We implement reasonable and appropriate technical, administrative, and physical security measures to protect your personal information against unauthorised access, disclosure, alteration, and destruction. These measures include:

• Encrypted data storage and transmission;

• Access controls limiting staff access to personal information on a need-to-know basis;

• Use of reputable, security-certified third-party platforms for telehealth and communication; and

• Regular review of our security practices.

While we take all reasonable steps to protect your information, no method of electronic transmission or storage is 100% secure. In the event of a data breach that is likely to result in serious harm, we will notify affected individuals and relevant authorities as required by law.

9. Data Retention

We retain personal information for as long as is necessary to fulfil the purposes described in this Policy or as required by law. Health and clinical records relating to children are retained in accordance with applicable professional and legal obligations, which may require retention for a specified period after the child reaches adulthood.

When personal information is no longer required, we take reasonable steps to securely destroy or de-identify it.

10. Children's Privacy

Our Services involve the collection of information about children with ARFID and Autism Spectrum Disorder. This information is collected from and with the consent of parents and legal guardians only. We do not knowingly collect personal information directly from children under the age of 13.

If you believe we have inadvertently collected personal information from a child without parental consent, please contact us immediately at [email protected] and we will take steps to delete that information.

11. International Data Transfers

As an Australian company serving clients primarily in the United States, your personal information may be transferred internationally between Australia and the United States. We take reasonable steps to ensure that any international transfers of personal information are conducted in accordance with applicable privacy laws and that the receiving party maintains appropriate privacy protections.

12. Cookies and Tracking Technologies

Our website may use cookies and similar tracking technologies to enhance your browsing experience and collect usage data. You can control the use of cookies through your browser settings. We do not use cookies to collect sensitive personal information.

We may use third-party analytics tools (such as Google Analytics) to understand how visitors interact with our website. These tools may collect anonymised usage data in accordance with their own privacy policies.

13. Third-Party Links

Our website or communications may contain links to third-party websites, platforms, or resources. This Privacy Policy applies only to The ARFID Clinic's own Services and platforms. We are not responsible for the privacy practices of third-party sites and encourage you to review their privacy policies before providing any personal information.

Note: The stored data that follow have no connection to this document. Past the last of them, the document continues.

PR #1551, opened 2025-01-11
Remove temp build files from torchao

metascroy:
Summary: Removes temp build artifacts from experimental.  Now the kernels are built and loaded with `USE_CPP=1 pip install .` from ao.

Reviewed By: jerryzh168

Differential Revision: D67807207

### DIFF
--- a/torchao/_models/llama/generate.py
+++ b/torchao/_models/llama/generate.py
@@ -548,14 +548,15 @@ def main(
                 precision == torch.float32
             ), "int8_dynamic_activation_intx_weight requires fp32 precision"
 
-            # Build kernels in temp location, and load them in torch
-            # This requires an ARM CPU
-            from torchao.experimental.temp_build import temp_build_and_load_torchao_ops
-
-            temp_build_and_load_torchao_ops(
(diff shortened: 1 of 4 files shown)


torchao/_models/llama/generate.py
```diff
@@ -548,14 +548,15 @@ def ffn_or_attn_only(mod, fqn):
...
-                + "/../../experimental"
-            )
+            try:
+                torch.ops.torchao._pack_8bit_act_4bit_weight
+            except:
+                print(
+                    "Unable to load experimental torchao kernels.  Performance will be slow."
+                )
+                print(
+                    "To install the kernels, run `USE_CPP=1 pip install .` from ao on a machine with an ARM CPU"
```
jerryzh168, line 558: is this included in the default build as well?

jerryzh168 (approved):

torchao/_models/llama/generate.py
metascroy: I quickly glanced and it does not look like the default nightly build for M1 mac defines USE_CPP=1, although adding it should be pretty simple.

14. Changes to This Privacy Policy

We may update this Privacy Policy from time to time to reflect changes to our practices or legal requirements. When we make material changes, we will notify you by email and post the updated Policy on our website with a revised effective date. Your continued use of our Services following notification of changes constitutes your acceptance of the updated Policy.

15. Contact Us

If you have any questions about this Privacy Policy, wish to access or correct your personal information, or wish to make a privacy complaint, please contact our Privacy Officer at:

The ARFID Clinic

Attn: Privacy Officer

Suite 1345, 91 Noosa Drive, Noosa Heads QLD 4567, Australia

Email: [email protected]

We will endeavour to respond to all privacy enquiries within 30 days of receipt.